Havlir D, McLaughlin M M, Richman D D
Department of Medicine, University of California, San Diego, La Jolla, USA.
J Infect Dis. 1995 Nov;172(5):1379-83. doi: 10.1093/infdis/172.5.1379.
Treatment of human immunodeficiency virus (HIV) infection with nevirapine in patients with < 400 CD4 cells/mm3 rapidly selects for virus with reduced susceptibility to nevirapine. To test whether resistance would develop less quickly in patients with a lower virus burden, nevirapine was studied in asymptomatic patients with > 500 CD4 cells/mm3. With 400 mg of nevirapine daily, the median reduction in HIV RNA was 0.51 log10 copies/mL, and all isolates recovered by 12 weeks were resistant to nevirapine. As in patients with lower CD4 cell counts, some patients experienced sustained reduction in plasma HIV RNA despite the presence of resistant virus. These results suggest that lower levels of HIV RNA and immunosuppression did not retard the rate of emergence of nevirapine-resistant virus; also, a polymerase chain reaction-based HIV RNA assay is sufficiently sensitive to evaluate the antiviral effect of a drug in patients with > 500 CD4 cells/mm3.

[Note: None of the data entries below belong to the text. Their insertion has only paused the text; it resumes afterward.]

Issue #17927, opened 2025-05-26
Tool popouts no longer showing up when hovering over toolbar


a23aleva:
There seems to be a new bug where tools can't be picked from an appearing sidebar when hovering over their representative in the toolbar. The problem is that the sidebar doesn't even appear. Fix this since the only way to change tool right now is via keybinding.

https://github.com/user-attachments/assets/eada67b4-b59a-4217-a1a3-8ff05f8d9031

Issue #17756, opened 2025-05-20
Add a scrollbar to the toolbar when it doesn't fit within the window


b23danhe:
The issue is that the toolbar layout breaks and becomes cluttered when the browser window is small or when using a device with a smaller screen.

The customer has approved a solution where a scrollbar appears in the toolbar if all elements cannot fit within the available window size.

The task is to implement a scrollbar in the toolbar and also ensure that the size of the toolbar icons adjusts dynamically based on the toolbar's dimensions and with the same proportions, whether due to window resizing or browser zooming.

https://github.com/user-attachments/assets/30be8551-775e-497f-b39e-6802a1ce2f31

<img width="440" alt="Image" src="https://github.com/user-attachments/assets/73cc64b1-6432-447f-85c2-92396b5e0e3d" />
<img width="895" alt="Image" src="https://github.com/user-attachments/assets/1d6cd937-21ee-4cfd-8954-53b93d466286" />

b23danhe:
Since the solution to this issue caused the popouts in the menu to malfunction, the issue needs to be reopened in order to explore an alternative fix that works correctly with the popouts. The scrollbar was removed in PR #17952

a23gabst1:
I believe that the positioning of some elements in the elements in the toolbar hinders the scrollbar. Absolute and fixed both takes the element out of the document flow however absolute still depends on the closest relative parent whereas fixed does not. The solution would be to tweak a little bit with the positions on the diagramPopOut or its first child.

PR #17952, opened 2025-05-26
Fixed: Tool sidebar no longer showing up when hovering over toolbar #17927

a23aleva:
Unfortunately, the scrollbar and popouts are both situated in the same targeted div, which made the css overflow code - that creates the scrollbar - override the popout's overflow on the x-axis. The only way I found to solve this would have been to rewrite a large chunk of the toolbar html-code inside the diagram.php-file to incorporate a specific div for the scrollbar. I had a talk to the group leader and he said that it was better to prioritize the popout menus rather than having a scrollbar for the toolbar. So while this solves the problem of the popouts not showing, it isn't really a complete solution. Hence the Issue #17756 for the scrollbar will probably get reopened for someone to try to implement in a better way that doesn't remove the popouts. 

https://github.com/user-attachments/assets/de22df4f-3298-4aae-b075-5f1c1422e94d

### DIFF
--- a/DuggaSys/diagram.css
+++ b/DuggaSys/diagram.css
@@ -34,35 +34,13 @@
         top: 0;
         left: 0;
         bottom: 0;
-        width: 60px; 
+        width: 50px; 
         height: 100vh; 
         z-index: 1000;
-        overflow-y: auto; /* Scrollbar appears only when needed */
-         overflow-x: hidden;
+        display: flex;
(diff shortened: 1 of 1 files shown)


a23gabst1 (approved):
This solution solves the issue and works fine! The code looks fine to me and I approve these changes. See figure 1. 

figure 1
bild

在CD4细胞计数低于400个/mm³的患者中,使用奈韦拉平治疗人类免疫缺陷病毒(HIV)感染会迅速筛选出对奈韦拉平敏感性降低的病毒。为了测试在病毒载量较低的患者中耐药性是否会发展得较慢,对CD4细胞计数高于500个/mm³的无症状患者进行了奈韦拉平研究。每日服用400毫克奈韦拉平,HIV RNA的中位数降低为0.51 log10拷贝/毫升,到12周时回收的所有分离株均对奈韦拉平耐药。与CD4细胞计数较低的患者一样,一些患者尽管存在耐药病毒,但血浆HIV RNA仍持续降低。这些结果表明,较低水平的HIV RNA和免疫抑制并未延缓奈韦拉平耐药病毒的出现速度;此外,基于聚合酶链反应的HIV RNA检测方法足够灵敏,可用于评估药物对CD4细胞计数高于500个/mm³患者的抗病毒效果。